# [Your objective]
For each line below with the word "core", write out a copy.

# [Raw data]
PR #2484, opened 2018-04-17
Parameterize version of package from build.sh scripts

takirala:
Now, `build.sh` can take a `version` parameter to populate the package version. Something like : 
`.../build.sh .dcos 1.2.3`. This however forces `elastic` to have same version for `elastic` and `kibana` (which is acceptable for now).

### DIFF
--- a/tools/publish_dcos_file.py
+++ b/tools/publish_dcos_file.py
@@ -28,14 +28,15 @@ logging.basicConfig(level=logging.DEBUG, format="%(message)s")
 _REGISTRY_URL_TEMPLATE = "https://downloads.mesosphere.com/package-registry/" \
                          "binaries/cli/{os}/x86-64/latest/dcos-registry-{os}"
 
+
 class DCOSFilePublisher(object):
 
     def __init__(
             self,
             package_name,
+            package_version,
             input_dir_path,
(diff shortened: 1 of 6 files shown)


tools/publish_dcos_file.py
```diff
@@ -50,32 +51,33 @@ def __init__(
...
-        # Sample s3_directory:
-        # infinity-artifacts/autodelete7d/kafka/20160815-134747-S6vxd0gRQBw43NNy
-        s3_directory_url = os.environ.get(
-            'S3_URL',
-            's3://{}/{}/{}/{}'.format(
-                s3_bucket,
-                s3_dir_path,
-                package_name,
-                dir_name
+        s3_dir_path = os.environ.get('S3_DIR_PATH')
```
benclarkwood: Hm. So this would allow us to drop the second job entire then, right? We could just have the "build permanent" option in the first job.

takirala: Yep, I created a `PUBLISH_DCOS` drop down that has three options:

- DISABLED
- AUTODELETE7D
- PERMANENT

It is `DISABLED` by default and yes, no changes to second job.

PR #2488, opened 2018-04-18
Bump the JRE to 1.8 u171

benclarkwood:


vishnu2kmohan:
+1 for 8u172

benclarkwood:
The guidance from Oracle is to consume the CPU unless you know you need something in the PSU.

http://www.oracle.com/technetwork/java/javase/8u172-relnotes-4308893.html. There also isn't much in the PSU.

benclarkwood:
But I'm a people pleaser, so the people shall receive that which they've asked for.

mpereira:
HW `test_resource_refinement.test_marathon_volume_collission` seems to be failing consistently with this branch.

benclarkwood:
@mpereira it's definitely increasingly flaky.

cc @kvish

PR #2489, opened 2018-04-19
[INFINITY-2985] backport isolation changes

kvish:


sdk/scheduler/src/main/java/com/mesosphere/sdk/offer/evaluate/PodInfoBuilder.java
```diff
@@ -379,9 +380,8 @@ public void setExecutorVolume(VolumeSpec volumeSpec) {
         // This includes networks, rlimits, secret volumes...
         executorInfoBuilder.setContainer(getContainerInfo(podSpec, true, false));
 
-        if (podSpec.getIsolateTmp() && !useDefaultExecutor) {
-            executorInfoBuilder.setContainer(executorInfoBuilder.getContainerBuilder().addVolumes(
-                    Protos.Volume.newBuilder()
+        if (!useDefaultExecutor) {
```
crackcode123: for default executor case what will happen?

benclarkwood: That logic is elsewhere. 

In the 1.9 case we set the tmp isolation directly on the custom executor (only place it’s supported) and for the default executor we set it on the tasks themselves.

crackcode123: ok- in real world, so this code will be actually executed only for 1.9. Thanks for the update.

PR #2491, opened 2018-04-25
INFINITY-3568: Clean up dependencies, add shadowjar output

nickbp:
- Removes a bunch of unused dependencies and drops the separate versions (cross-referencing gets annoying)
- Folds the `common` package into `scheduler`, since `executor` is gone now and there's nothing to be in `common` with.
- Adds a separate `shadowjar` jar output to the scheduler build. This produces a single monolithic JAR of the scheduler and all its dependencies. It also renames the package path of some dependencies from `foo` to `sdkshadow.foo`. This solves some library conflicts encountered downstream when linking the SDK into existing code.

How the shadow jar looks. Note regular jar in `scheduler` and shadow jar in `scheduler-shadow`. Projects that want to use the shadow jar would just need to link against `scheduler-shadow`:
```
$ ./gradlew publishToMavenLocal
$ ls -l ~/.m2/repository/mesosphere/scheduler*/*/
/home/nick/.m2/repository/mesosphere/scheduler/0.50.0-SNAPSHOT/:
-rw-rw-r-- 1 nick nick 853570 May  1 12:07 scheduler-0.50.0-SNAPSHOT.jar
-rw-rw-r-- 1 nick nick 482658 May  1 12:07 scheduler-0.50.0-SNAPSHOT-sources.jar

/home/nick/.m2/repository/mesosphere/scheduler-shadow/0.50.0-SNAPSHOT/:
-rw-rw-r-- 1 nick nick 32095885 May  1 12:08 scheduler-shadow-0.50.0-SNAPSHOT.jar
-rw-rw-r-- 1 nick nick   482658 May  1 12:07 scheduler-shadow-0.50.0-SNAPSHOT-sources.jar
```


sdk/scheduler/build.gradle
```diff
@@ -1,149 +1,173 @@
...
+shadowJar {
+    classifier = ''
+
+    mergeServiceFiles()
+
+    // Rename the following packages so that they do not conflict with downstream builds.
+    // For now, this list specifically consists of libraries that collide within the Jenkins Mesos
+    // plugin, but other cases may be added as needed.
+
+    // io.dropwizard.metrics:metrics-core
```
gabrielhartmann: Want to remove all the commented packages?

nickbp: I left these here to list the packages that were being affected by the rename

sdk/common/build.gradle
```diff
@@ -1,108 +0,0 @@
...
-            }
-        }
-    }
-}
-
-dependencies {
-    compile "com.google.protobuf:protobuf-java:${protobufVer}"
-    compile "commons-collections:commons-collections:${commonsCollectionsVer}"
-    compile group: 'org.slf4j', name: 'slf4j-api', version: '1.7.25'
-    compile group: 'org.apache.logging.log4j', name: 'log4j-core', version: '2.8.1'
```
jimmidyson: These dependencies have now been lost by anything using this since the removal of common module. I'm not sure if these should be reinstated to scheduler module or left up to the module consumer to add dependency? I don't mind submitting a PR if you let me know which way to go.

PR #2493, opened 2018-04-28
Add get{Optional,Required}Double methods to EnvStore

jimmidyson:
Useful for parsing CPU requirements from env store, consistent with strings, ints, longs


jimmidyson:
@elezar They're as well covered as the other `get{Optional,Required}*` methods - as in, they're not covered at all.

* * *

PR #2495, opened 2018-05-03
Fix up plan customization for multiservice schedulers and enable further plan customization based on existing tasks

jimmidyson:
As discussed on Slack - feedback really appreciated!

# [Response to the exercise]
+    // io.dropwizard.metrics:metrics-core
-    compile group: 'org.apache.logging.log4j', name: 'log4j-core', version: '2.8.1'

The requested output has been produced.